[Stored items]
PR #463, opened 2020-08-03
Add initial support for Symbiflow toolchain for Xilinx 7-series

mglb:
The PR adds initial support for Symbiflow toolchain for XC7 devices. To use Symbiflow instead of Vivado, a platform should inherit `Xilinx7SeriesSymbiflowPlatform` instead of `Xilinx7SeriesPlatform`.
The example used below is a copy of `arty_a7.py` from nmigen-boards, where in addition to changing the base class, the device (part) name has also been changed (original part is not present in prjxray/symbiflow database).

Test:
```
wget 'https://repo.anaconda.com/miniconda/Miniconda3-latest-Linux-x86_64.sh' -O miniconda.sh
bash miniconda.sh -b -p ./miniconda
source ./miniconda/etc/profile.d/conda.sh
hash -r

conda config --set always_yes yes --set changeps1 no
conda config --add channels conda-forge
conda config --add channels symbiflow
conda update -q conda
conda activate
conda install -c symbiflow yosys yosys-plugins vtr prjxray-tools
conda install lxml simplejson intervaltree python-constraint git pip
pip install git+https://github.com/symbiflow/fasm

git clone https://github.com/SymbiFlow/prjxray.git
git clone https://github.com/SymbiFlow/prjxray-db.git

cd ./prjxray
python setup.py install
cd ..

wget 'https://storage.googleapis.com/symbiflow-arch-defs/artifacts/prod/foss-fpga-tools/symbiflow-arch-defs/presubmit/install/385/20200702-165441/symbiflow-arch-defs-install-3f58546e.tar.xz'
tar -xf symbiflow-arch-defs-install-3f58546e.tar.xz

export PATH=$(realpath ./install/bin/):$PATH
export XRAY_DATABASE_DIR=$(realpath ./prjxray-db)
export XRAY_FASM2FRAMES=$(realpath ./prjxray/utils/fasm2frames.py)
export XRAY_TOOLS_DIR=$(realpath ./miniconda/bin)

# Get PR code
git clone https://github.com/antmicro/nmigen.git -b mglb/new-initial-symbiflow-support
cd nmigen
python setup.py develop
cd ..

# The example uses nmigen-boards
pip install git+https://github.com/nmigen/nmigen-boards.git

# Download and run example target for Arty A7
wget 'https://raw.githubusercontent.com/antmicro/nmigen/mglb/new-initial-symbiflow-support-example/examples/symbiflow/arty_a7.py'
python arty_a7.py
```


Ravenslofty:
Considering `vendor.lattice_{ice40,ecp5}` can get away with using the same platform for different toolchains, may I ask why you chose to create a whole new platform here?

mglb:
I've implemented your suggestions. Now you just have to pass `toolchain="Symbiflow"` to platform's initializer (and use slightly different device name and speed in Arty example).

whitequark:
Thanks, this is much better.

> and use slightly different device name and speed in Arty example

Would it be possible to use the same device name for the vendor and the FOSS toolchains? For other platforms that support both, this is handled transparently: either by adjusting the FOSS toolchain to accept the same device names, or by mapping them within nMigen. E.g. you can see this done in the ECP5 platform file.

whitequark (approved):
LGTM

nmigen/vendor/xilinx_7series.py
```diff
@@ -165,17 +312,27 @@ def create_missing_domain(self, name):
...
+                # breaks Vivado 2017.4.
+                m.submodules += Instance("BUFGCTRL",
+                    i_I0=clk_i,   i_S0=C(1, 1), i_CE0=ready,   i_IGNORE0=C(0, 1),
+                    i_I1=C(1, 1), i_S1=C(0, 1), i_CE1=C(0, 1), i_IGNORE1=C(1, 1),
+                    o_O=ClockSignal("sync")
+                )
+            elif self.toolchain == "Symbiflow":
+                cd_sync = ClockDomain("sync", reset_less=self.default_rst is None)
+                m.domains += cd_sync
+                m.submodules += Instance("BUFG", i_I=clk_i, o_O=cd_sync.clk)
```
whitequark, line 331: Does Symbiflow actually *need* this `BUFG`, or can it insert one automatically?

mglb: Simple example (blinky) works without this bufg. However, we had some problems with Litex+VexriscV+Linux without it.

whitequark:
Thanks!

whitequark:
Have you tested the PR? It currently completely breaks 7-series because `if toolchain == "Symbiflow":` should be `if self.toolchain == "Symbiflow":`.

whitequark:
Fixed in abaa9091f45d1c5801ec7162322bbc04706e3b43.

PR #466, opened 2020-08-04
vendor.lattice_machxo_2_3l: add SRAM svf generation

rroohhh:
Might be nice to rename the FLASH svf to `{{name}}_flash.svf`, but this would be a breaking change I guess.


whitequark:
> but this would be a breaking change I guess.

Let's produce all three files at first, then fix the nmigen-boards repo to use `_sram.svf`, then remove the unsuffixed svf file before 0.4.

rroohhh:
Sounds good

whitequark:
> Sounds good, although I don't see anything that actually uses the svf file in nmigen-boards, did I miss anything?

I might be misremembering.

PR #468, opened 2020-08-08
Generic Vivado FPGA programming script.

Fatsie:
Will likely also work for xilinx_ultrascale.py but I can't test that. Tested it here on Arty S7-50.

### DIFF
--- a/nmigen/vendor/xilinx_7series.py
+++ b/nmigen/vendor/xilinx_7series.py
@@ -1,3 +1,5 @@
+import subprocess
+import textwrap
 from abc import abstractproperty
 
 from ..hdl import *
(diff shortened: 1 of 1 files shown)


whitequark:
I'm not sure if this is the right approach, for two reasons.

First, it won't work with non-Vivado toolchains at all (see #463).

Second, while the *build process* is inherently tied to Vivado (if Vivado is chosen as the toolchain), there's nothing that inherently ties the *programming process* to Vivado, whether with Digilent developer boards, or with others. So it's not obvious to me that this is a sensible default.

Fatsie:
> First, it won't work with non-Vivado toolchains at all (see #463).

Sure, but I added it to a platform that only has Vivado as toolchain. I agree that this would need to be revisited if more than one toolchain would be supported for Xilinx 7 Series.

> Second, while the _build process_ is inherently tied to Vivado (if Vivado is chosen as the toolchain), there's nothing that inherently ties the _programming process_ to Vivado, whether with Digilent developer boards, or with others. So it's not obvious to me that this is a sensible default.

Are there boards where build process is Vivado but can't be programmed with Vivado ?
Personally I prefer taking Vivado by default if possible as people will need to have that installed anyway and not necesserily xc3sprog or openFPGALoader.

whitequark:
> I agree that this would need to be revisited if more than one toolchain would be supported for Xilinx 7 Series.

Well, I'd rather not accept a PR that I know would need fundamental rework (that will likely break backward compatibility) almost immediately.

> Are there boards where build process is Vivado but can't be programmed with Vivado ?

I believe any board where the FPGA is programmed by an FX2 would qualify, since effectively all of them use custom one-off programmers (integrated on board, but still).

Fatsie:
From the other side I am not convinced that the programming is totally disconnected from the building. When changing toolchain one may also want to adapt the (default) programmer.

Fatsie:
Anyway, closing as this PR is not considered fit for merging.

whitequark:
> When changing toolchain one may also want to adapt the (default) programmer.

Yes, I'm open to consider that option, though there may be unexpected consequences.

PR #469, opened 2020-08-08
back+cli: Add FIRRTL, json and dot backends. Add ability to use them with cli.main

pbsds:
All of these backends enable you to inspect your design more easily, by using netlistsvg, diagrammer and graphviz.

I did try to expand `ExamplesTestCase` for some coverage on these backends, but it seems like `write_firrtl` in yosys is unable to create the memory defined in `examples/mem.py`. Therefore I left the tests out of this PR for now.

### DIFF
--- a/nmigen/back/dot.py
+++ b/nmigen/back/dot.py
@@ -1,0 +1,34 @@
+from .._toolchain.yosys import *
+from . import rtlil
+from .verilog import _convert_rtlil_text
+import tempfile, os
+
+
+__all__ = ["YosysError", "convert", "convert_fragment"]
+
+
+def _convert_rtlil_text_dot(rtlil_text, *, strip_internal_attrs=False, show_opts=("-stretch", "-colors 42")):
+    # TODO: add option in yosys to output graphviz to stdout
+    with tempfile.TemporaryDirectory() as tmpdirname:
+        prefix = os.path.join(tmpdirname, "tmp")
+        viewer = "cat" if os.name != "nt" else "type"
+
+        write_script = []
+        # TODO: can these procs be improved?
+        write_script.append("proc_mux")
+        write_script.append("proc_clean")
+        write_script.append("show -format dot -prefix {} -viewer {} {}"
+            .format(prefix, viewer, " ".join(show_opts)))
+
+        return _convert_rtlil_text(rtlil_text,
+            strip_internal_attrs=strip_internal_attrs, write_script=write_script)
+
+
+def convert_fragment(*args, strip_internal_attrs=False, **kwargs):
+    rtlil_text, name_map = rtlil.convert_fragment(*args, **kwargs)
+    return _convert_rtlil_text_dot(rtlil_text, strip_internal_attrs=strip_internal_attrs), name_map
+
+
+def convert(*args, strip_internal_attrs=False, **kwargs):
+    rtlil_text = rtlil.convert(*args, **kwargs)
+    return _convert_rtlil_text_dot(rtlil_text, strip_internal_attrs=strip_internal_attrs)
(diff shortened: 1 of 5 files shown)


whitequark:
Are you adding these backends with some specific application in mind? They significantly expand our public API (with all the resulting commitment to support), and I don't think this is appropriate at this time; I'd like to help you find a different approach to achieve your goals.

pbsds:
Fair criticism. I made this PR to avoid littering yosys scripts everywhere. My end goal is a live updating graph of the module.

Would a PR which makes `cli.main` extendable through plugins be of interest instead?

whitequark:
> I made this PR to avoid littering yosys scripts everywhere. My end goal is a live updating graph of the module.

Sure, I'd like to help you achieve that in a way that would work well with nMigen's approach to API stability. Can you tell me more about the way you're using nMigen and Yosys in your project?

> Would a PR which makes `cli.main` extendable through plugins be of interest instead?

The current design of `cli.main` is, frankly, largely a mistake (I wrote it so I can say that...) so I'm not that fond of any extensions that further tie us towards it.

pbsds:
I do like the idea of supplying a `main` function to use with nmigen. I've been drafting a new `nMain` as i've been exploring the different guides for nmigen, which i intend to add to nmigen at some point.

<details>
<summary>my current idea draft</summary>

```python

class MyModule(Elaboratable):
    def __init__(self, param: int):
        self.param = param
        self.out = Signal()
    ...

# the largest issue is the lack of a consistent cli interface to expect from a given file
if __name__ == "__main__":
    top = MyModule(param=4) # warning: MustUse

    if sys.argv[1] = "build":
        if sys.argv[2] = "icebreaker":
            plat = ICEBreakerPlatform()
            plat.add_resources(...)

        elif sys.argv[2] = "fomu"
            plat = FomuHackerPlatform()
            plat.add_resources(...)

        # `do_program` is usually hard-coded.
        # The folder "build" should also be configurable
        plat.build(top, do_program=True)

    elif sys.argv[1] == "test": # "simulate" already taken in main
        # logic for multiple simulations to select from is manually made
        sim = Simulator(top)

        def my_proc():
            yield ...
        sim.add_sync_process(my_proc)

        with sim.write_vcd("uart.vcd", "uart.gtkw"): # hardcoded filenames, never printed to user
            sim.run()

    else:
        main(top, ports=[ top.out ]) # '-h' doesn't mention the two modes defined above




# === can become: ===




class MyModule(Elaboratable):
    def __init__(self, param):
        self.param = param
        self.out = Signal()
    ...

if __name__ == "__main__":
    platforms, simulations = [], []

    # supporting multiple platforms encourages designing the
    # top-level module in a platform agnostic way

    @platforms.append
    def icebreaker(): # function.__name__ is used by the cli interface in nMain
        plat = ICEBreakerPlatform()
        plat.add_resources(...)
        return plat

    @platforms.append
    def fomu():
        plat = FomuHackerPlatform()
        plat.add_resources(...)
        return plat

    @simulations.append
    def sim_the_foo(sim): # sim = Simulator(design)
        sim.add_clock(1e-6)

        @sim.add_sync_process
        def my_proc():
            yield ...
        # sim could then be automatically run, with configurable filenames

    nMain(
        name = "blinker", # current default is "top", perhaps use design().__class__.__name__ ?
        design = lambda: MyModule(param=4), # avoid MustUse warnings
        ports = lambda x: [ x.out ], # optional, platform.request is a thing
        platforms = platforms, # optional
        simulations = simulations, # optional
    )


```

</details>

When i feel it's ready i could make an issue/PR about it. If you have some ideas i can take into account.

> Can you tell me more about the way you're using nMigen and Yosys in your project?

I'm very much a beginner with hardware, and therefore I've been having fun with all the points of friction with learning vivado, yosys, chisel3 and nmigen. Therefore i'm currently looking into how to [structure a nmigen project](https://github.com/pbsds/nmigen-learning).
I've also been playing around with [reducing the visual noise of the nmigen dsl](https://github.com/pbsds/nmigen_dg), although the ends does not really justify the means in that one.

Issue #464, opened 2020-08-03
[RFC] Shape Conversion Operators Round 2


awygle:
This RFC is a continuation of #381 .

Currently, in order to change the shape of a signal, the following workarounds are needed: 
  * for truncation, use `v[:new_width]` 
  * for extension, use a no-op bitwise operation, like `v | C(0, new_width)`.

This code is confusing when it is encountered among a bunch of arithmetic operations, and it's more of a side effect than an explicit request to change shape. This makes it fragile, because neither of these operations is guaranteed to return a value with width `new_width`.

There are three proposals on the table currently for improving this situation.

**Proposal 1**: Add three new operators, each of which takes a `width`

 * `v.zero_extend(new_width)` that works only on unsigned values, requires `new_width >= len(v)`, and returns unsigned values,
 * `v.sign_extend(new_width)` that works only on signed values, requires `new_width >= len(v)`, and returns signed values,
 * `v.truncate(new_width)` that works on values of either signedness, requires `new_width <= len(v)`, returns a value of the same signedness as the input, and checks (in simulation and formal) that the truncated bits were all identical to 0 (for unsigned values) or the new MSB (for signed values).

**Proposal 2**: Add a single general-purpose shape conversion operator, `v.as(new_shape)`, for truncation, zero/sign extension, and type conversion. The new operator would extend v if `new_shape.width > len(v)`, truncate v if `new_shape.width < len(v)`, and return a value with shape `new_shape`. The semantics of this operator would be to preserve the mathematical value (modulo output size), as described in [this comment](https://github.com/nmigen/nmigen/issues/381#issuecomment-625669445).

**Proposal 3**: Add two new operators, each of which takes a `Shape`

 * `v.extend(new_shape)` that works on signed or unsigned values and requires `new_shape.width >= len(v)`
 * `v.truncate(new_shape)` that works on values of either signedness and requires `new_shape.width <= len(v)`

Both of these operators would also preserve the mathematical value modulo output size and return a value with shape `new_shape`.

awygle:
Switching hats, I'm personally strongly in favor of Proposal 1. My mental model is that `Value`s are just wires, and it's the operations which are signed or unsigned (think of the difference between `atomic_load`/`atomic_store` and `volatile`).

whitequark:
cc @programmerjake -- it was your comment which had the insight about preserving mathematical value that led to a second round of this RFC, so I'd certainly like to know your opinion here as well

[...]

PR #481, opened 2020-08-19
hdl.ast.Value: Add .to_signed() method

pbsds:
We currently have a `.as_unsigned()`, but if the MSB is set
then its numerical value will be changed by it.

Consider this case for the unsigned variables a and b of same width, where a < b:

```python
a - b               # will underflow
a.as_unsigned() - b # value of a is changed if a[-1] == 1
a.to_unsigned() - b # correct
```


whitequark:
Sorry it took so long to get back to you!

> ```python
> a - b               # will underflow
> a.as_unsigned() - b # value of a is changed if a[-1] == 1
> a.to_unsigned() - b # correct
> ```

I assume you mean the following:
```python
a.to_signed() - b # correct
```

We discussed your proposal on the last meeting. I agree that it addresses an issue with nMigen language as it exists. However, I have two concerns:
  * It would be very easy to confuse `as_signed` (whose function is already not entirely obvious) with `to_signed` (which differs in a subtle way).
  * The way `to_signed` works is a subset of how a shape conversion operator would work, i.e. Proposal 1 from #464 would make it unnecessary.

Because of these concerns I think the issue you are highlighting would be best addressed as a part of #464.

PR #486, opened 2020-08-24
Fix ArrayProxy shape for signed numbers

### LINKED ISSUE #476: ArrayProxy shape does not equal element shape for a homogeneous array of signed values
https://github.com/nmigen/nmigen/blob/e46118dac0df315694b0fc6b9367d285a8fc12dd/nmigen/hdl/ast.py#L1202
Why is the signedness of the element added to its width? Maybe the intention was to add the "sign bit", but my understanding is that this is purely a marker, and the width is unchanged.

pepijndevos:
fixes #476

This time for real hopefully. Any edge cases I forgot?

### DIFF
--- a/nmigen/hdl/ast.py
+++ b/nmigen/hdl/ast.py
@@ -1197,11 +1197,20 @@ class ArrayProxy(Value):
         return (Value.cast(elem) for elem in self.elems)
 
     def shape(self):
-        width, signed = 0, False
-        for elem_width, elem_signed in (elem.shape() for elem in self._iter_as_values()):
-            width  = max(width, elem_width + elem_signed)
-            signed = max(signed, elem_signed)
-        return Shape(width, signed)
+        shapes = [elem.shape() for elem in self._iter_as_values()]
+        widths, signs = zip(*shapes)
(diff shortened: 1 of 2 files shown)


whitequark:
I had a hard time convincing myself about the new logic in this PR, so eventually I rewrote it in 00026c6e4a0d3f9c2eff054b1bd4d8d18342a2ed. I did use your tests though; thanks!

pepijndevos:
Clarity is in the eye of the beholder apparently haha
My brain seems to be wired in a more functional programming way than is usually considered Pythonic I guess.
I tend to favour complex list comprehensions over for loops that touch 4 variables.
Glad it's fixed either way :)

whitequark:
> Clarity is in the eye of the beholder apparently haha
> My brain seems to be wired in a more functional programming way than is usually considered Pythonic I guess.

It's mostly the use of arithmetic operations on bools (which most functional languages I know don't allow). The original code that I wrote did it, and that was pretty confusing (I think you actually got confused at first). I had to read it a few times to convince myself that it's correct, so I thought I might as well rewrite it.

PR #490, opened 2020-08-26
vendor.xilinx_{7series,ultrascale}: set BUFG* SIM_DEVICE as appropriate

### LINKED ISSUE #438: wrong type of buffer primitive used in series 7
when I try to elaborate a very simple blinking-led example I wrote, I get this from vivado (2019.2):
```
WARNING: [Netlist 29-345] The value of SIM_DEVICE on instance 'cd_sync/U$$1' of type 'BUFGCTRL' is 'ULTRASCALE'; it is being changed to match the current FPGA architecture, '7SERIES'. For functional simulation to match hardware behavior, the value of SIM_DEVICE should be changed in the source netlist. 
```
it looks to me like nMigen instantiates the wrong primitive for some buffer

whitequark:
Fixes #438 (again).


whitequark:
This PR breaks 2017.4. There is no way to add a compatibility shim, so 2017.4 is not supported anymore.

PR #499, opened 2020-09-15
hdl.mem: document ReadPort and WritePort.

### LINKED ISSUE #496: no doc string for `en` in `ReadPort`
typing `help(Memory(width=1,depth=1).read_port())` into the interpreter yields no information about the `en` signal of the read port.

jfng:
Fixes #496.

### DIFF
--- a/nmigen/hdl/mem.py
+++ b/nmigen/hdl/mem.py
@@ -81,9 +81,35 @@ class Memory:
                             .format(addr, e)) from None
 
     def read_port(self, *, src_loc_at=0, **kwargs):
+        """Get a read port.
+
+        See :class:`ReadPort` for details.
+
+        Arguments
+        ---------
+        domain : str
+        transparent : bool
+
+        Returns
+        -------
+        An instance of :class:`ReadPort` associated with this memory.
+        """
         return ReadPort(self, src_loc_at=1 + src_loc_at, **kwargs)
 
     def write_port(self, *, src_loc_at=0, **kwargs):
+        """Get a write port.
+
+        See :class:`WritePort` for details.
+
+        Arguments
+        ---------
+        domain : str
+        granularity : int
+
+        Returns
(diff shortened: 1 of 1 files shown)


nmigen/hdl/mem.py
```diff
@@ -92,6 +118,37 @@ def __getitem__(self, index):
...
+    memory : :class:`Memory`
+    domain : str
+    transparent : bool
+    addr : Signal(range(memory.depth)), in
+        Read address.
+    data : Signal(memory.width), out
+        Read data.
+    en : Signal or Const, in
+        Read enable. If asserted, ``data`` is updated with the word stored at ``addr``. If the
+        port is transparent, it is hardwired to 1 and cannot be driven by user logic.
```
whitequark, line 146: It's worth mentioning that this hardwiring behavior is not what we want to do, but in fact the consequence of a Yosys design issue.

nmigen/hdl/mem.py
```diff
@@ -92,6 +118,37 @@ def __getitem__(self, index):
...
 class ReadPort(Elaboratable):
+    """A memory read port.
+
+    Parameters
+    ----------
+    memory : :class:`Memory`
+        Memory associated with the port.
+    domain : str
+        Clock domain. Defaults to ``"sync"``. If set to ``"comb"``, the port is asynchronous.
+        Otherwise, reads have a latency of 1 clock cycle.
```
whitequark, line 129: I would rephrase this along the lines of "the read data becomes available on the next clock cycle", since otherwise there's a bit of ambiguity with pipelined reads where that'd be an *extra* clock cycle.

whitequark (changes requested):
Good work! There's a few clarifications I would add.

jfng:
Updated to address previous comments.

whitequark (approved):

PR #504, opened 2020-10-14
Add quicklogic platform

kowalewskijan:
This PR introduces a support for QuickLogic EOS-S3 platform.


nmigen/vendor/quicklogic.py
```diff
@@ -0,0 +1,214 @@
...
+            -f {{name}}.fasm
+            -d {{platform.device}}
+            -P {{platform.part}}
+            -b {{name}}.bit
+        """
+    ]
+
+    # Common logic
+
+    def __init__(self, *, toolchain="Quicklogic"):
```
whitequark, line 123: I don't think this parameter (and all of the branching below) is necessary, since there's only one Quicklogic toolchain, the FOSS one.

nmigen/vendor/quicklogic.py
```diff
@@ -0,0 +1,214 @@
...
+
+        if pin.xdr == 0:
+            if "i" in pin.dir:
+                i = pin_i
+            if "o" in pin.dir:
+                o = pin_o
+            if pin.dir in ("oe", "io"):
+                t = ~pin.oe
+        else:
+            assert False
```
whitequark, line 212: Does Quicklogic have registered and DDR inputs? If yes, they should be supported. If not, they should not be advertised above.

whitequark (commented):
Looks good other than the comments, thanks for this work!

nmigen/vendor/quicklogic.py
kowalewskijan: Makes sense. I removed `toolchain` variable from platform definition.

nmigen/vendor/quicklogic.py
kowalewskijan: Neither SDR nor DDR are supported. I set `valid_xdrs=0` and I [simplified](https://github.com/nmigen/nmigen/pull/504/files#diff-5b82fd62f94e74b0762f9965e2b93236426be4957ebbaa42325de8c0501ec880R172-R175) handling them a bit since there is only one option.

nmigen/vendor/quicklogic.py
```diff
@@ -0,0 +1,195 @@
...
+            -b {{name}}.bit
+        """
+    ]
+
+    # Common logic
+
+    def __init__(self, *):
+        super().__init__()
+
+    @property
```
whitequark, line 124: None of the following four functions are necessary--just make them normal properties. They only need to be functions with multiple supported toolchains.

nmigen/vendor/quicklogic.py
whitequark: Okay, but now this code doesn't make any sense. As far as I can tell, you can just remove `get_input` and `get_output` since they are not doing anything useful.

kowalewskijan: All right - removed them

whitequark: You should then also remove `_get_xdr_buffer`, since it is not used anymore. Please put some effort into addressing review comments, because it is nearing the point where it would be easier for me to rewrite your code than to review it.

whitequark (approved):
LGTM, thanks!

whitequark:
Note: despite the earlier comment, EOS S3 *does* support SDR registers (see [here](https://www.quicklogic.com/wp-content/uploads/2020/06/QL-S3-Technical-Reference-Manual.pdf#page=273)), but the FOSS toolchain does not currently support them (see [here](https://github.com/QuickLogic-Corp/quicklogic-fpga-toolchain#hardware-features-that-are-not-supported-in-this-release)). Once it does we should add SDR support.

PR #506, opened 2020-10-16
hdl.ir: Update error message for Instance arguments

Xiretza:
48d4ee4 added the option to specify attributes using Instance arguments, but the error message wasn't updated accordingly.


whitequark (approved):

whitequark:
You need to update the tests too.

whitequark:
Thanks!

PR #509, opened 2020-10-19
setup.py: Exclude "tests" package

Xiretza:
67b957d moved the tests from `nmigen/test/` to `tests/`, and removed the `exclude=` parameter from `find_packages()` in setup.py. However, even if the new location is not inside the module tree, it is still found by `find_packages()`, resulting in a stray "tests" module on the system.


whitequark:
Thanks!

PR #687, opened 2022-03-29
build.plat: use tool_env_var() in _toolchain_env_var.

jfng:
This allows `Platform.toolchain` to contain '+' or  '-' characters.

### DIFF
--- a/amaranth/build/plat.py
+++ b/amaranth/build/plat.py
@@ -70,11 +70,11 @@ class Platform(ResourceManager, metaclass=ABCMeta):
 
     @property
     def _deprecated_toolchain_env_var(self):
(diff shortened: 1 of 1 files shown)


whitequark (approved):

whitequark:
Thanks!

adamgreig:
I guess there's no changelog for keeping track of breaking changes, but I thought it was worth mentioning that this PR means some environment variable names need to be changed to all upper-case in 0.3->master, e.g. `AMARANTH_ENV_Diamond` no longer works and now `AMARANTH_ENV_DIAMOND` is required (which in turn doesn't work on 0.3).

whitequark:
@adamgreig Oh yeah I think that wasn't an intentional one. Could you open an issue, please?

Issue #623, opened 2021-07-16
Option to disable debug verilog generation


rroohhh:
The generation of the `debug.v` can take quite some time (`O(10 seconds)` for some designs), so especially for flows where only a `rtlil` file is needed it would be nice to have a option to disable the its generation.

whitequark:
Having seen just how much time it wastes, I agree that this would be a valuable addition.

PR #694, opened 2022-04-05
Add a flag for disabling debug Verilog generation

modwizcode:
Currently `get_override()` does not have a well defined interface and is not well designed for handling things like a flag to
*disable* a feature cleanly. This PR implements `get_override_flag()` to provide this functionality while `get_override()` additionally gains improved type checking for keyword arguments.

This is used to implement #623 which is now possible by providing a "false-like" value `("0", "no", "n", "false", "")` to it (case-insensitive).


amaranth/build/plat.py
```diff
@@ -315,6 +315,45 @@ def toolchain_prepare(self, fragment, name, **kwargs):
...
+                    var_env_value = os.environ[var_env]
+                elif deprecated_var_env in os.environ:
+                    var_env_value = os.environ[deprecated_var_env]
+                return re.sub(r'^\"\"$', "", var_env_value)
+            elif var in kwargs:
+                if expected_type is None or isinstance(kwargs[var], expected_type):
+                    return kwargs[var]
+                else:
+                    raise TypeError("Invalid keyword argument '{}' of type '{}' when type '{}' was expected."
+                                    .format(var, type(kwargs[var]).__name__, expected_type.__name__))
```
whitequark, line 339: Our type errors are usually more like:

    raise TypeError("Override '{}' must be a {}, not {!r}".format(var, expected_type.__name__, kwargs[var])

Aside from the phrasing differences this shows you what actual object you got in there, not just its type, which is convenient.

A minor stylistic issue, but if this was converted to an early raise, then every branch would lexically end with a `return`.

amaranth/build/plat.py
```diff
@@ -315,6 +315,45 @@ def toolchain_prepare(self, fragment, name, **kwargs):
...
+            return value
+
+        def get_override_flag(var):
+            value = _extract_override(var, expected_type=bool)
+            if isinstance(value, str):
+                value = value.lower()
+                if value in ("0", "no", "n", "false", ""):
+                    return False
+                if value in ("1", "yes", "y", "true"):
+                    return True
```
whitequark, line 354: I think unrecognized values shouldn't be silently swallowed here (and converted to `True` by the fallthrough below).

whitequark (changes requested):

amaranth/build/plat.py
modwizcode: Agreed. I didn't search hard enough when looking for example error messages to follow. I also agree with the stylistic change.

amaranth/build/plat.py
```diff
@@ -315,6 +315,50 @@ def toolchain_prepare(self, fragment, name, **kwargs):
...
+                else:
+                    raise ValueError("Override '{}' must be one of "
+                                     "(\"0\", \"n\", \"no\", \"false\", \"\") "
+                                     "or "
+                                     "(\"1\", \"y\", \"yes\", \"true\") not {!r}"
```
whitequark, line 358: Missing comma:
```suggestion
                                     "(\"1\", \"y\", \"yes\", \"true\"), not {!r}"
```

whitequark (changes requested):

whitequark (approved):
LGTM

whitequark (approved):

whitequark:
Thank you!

- [What needs to be done] Across the data, find each line that has "ICEBreakerPlatform" in it and copy that line.

- [Reply]
            plat = ICEBreakerPlatform()
        plat = ICEBreakerPlatform()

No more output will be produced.